Data excerpts
-*-*-

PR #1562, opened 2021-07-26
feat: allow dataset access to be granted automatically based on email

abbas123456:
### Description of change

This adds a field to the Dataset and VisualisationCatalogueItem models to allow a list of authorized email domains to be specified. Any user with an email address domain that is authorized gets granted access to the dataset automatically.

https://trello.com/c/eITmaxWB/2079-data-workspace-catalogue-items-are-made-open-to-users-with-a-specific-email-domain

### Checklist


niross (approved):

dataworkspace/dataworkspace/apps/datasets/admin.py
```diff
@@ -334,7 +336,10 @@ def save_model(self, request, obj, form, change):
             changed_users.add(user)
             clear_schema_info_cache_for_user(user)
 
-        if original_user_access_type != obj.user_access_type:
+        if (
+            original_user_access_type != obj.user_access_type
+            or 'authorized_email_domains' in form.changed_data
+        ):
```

-*-*-

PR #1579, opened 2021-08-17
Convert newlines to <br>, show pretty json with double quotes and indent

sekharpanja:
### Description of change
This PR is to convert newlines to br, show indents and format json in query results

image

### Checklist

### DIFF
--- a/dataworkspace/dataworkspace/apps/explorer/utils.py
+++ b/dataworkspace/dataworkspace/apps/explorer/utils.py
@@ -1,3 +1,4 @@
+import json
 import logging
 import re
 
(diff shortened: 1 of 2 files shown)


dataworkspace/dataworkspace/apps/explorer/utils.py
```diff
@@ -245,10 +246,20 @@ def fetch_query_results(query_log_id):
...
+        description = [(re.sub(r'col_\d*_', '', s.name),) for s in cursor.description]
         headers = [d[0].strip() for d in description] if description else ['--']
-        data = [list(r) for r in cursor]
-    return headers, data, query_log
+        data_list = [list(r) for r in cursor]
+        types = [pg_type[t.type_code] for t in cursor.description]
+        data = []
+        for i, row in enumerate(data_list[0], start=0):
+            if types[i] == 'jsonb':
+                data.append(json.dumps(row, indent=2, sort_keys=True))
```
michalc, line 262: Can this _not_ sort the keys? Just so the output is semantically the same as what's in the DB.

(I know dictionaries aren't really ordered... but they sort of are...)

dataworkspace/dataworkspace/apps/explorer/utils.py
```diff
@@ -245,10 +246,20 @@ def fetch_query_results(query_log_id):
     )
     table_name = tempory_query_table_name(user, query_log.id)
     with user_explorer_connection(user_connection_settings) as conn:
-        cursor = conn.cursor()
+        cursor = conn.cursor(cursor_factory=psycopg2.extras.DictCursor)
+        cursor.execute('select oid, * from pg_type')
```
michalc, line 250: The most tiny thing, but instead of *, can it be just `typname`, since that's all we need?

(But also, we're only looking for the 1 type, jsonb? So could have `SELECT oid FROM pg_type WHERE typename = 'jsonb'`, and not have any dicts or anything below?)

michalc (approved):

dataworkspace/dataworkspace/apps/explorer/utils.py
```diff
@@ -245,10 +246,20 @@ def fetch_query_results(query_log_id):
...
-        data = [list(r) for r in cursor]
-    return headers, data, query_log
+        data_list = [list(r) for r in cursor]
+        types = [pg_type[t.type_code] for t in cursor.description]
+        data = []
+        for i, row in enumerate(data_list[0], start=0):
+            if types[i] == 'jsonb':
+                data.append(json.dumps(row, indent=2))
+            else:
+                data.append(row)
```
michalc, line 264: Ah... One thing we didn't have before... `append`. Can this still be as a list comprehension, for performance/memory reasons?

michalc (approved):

-*-*-

• **Exercise instructions**: Lines with "append" in the records above: copy every one of them.

• **Solved problem**:
+                data.append(json.dumps(row, indent=2, sort_keys=True))
+                data.append(json.dumps(row, indent=2))
+                data.append(row)
michalc, line 264: Ah... One thing we didn't have before... `append`. Can this still be as a list comprehension, for performance/memory reasons?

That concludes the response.